La porte-parole du ministère des affaires étrangères, Maria Zakharova, a déclaré que ces informations étaient des « fake news de haut niveau ». La diplomate, qui se trouve également à Bali, a déclaré qu'elle lisait les nouvelles avec le ministre des affaires étrangères et qu'ils ne pouvaient « pas en croire leurs yeux ».
Plus tôt, elle a annoncé que Lavrov prévoit de parler au sommet des initiatives de la Russie pour fournir de la nourriture et de l'énergie aux marchés étrangers. En outre, l'ordre du jour de Moscou prévoit de présenter son projet de renforcement de la coopération gazière avec la Turquie.
En général, cela s'inscrit dans l'agenda officiel du G20. Selon des informations préliminaires, les participants au sommet prévoient de discuter des questions de santé, de la transition vers une énergie durable et de la transformation numérique.
Cependant, on ne sait pas si le sommet de Bali 2022 sera utile pour aider le monde à faire un pas en avant dans la résolution de la crise ukrainienne, comme certains l'attendent. Jusqu'à présent, toutes les déclarations des dirigeants occidentaux ont indiqué le contraire.
Les pays occidentaux font pression sur l'hôte du sommet pour exclure la Fédération de Russie de l'événement depuis que Vladimir Poutine a annoncé l'opération militaire en Ukraine en février dernier. Par exemple, le conseiller à la sécurité nationale du président américain, Jake Sullivan, a déclaré que la Russie ne pouvait plus prendre part aux affaires de la communauté internationale « comme d'habitude », tandis que le ministre polonais des affaires étrangères, Zbigniew Rau, a même suggéré que son pays prenne la place de Moscou dans le club du G20.
L'Indonésie a néanmoins envoyé une invitation au président Poutine, malgré les pressions.
Le président ukrainien Vladimir Zelensky a également été invité à participer à la réunion, bien que son pays ne soit pas membre du G20 et qu'il soit loin de répondre aux critères.
Toutefois, les dirigeants des deux pays ne se seraient de toute façon pas rencontrés en personne. M. Zelensky a également refusé de se rendre à Bali, mais il devrait participer au sommet sous une forme en ligne.
Attentes et réalité
Oleg Barabanov, directeur de programme du Valdai International Discussion Club de Moscou, estime qu'il est préférable de séparer les questions classiques à l'ordre du jour du G20 des attentes concernant d'éventuels accords sur l'Ukraine qui auraient pu être conclus en marge du sommet avec la participation de Vladimir Poutine.

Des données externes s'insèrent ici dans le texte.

PR #124, opened 2022-03-04
Consolidation of DNS resolve and memory related fixes

budgetpreneur:
fix: Support system name servers in async DNS client

Support system name servers in async DNS client

fix: Fix multiple memory safety and leak issues

Fix multiple memory safety and leak issues

fix: Fix slash char encoding for pnsdk

Fix slash char encoding for pnsdk

### DIFF
--- a/core/pubnub_crypto.c
+++ b/core/pubnub_crypto.c
@@ -115,7 +115,7 @@ int pubnub_encrypt(char const* cipher_key, pubnub_bymebl_t msg, char* base64_str
     #endif
 
     int max_size = base64_max_size(encrypted.size);
-    if (*n + 1 < max_size) {
+    if (*n + 1 < (size_t)max_size) {
         PUBNUB_LOG_DEBUG("base64encode needs %d bytes but only %zu bytes are available\n", max_size, *n);
         return -1;
     }
@@ -166,7 +166,7 @@ int pubnub_encrypt_buffered(char const* cipher_key, pubnub_bymebl_t msg, char* b
     #endif
 
     int max_size = base64_max_size(buffer.size);
-    if (*n + 1 < max_size) {
+    if (*n + 1 < (size_t)max_size) {
         PUBNUB_LOG_DEBUG("base64encode needs %d bytes but only %zu bytes are available\n", max_size, *n);
         return -1;
     }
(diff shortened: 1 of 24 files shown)


core/pubnub_crypto.c
```diff
@@ -115,7 +115,7 @@ int pubnub_encrypt(char const* cipher_key, pubnub_bymebl_t msg, char* base64_str
     #endif
 
     int max_size = base64_max_size(encrypted.size);
-    if (*n + 1 < max_size) {
+    if (*n + 1 < (size_t)max_size) {
```
parasyte, line 118: This is ok, but maybe the `base64_max_size` function definition should change to return `size_t` to avoid these casts. I feel like `size_t` is a more appropriate type for allocation sizes than `int`.

The only reason I wrote it to return `int` is because it accepts an `int` input, matching the `base64encode` definition, whose two size inputs could also be changed to `size_t`. The `int` return value on `base64encode` is for error handling.

https://github.com/pubnub/c-core/blob/4a5896634b91ef7ca4ec8676d2d090d664173556/core/pubnub_crypto.h#L145-L153

core/pubnub_grant_token_api.c
```diff
@@ -99,40 +99,6 @@ pubnub_chamebl_t pubnub_get_grant_token(pubnub_t* pb)
...
-    length = decoded.size;
-
-    CborParser parser;
-    CborValue it;
-    
-    char * json_result = (char*)malloc(5*(strlen(rawToken)/4));
-    sprintf(json_result, "%s", "");
-    CborError err = cbor_parser_init(buf, length, 0, &parser, &it);
-    if (!err){
-        data_recursion(&it, 1, json_result);
```
parasyte, line 128: Other way to fix this without moving a large chunk of code (making diff harder to review) is adding a function definition for `data_recursion` on line 101 or higher. Usually, the function definitions appear in header files, but then you may have scoping issues (like accidentally exposing internal functions and types to external callers) and trigger other errors for other language quirks like not being allowed to define a function more than once.

There are workarounds for these issues, as well, but if `data_recursion` is only referenced in this file, it's fine to define it in this file.

parasyte (approved):

kleewho (approved):

budgetpreneur:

« L'agenda annuel du G20 prévoit de discuter de l'économie verte, ainsi que de la lutte contre la pauvreté et les inégalités. L'une des principales questions qui seront abordées en Indonésie cette année est le redressement après la pandémie de Covid-19. Bien qu'il soit dommage que Poutine n'y prenne pas part, ces questions seront néanmoins examinées avec la participation de Lavrov », a déclaré Barabanov à RT.
D'autre part, il affirme que diverses discussions en coulisses, réunions et recherches de compromis sur la crise auraient vraiment pu avoir lieu à Bali. « De toute évidence, il ne se passera rien maintenant. Et les attentes selon lesquelles le sommet du G20 pourrait conduire à une percée dans le règlement du conflit ukrainien n'étaient pas justifiées », a déploré l'expert.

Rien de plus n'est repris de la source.